This surely is a case now for stopping flying. If everyone made a conscious
decision not to fly, be a bit inconvenienced, this would lessen the chance of
this and other catastrophic events taking place.

------
gragas
It's pretty amazing that that website emails you your password in plain text
when you register.

------
emiliobumachar
Serious question: would we be better off finding a safe way to burn all this
methane before it leaks? Even detonating it in place and wasting the energy
seems advantageous, since CO2 is much less greenhouse-y than unburned methane.

------
warredale
Why wouldn't we preemptively pump them out?

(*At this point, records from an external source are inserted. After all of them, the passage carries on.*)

Issue #1675, opened 2021-11-07
Cannot compile with -Werror=format-security


musicinmybrain:
### Description of Issue

USD 21.11 cannot compile with `-Werror=format-security`.

### Steps to Reproduce
1. Build USD with `-Werror=format-security`.

### System Information (OS, Hardware)

Fedora Linux Rawhide (development version), x86_64.

### Package Versions

21.11

### Build Flags

`-Werror=format-security`

----

See the downstream issue for upgrading to 21.11, beginning with [Comment 6](https://bugzilla.redhat.com/show_bug.cgi?id=2019440#c5).

The error is:

```
/builddir/build/BUILD/USD-21.11/pxr/imaging/hd/dirtyList.cpp: In member function 'void pxrInternal_v0_21__pxrReserved__::HdDirtyList::UpdateRenderTagsAndReprSelectors(const TfTokenVector&, const HdReprSelectorVector&)':
/builddir/build/BUILD/USD-21.11/pxr/imaging/hd/dirtyList.cpp:193:38: error: format not a string literal and no format arguments [-Werror=format-security]
  193 |                 TfDebug::Helper().Msg(ss.str().c_str());
      |                 ~~~~~~~~~~~~~~~~~~~~~^~~~~~~~~~~~~~~~~~
```

The lines around the error are:

```cpp
            // Reset tracked repr set.
            // XXX An alternative is to grow the tracked repr set similar to 
            //     render tags (above). This will require the render index to
            //     sync the tracked reprs rather than ones requested by the
            //     tasks.
            if (TfDebug::IsEnabled(HD_DIRTY_LIST)) {
                std::stringstream ss;
                ss << "Resetting tracked reprs in dirty list from "
                   << _trackedReprs << " to " << reprs << "\n";
                TfDebug::Helper().Msg(ss.str().c_str());
            }
```

For the definition of `class TfDebug`, see `pxr/base/tf/debug.h`. We find that `TfDebug::Helper` is a `struct` defined as follows:

```cpp
    struct Helper {
        static TF_API void Msg(const std::string& msg);
        static TF_API void Msg(const char* msg, ...) ARCH_PRINTF_FUNCTION(1,2);
    };
```

[...]

PR #1676, opened 2021-11-07
Fix compiling with -Werror=format-security

musicinmybrain:
### Description of Change(s)

Use the `std::string` copied from a stringstream’s value, rather than the `char const *` obtained from that `std::string`’s `c_str()` method, so that the correct overload of `TfDebug::Helper::Msg` is selected, and the message built in the stringstream is not accidentally treated as a `printf`-style format string.

### Fixes Issue(s)
- #1675

### DIFF
--- a/pxr/imaging/hd/dirtyList.cpp
+++ b/pxr/imaging/hd/dirtyList.cpp
@@ -191,7 +191,7 @@ HdDirtyList::UpdateRenderTagsAndReprSelectors(
                 std::stringstream ss;
                 ss << "Resetting tracked reprs in dirty list from "
                    << _trackedReprs << " to " << reprs << "\n";
-                TfDebug::Helper().Msg(ss.str().c_str());
+                TfDebug::Helper().Msg(ss.str());
             }
             _trackedReprs = reprs;
             trackedReprsChanged = true;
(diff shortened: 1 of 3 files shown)


sunyab:
Hi @musicinmybrain, thank you for this PR! We ask that contributors sign a CLA before merging their PRs. Could you follow the instructions at https://graphics.pixar.com/usd/release/contributing_to_usd.html?

Once we receive your signed CLA we can pull this in. Thanks!

jilliene:
Filed as internal issue #USD-7016

musicinmybrain:
> Once we receive your signed CLA we can pull this in. Thanks!

I sent it to usd-cla@pixar.com on 2021-11-10, but I haven’t yet received an acknowledgement. How long does that usually take?

musicinmybrain:
> > Once we receive your signed CLA we can pull this in. Thanks!
> 
> I sent it to [usd-cla@pixar.com](mailto:usd-cla@pixar.com) on 2021-11-10, but I haven’t yet received an acknowledgement. How long does that usually take?

Never mind! I just got the CLA acknowledgement, so you should be able to pull this in at your leisure.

Draw them down.

------
basicplus2
don't forget the termites, as it is not a one off that has a half life, but a
continuous process of production.

"production of CH4 by termites is probably <15% of the global yearly
emissions."

[http://www.nature.com/nature/journal/v301/n5902/abs/301700a0...](http://www.nature.com/nature/journal/v301/n5902/abs/301700a0.html)

------
executive
burning off the bubbles is fun
[https://youtu.be/15tPaV_j0CU](https://youtu.be/15tPaV_j0CU)

------
kahrkunne
Is there way to harvest these? We could burn the gas for a lot of energy, and
the CO2 released would be a lot less bad than the methane.

------
finid
One thing the Russians have going for them is they're not denying climate
change. That lets them sit down and think things through.

------
signa11
silly question: burning it / these is not an option? it produces co2, but that
is far less worse than ch4.

------
andrewflnr
Why do the craters have those sheer sides?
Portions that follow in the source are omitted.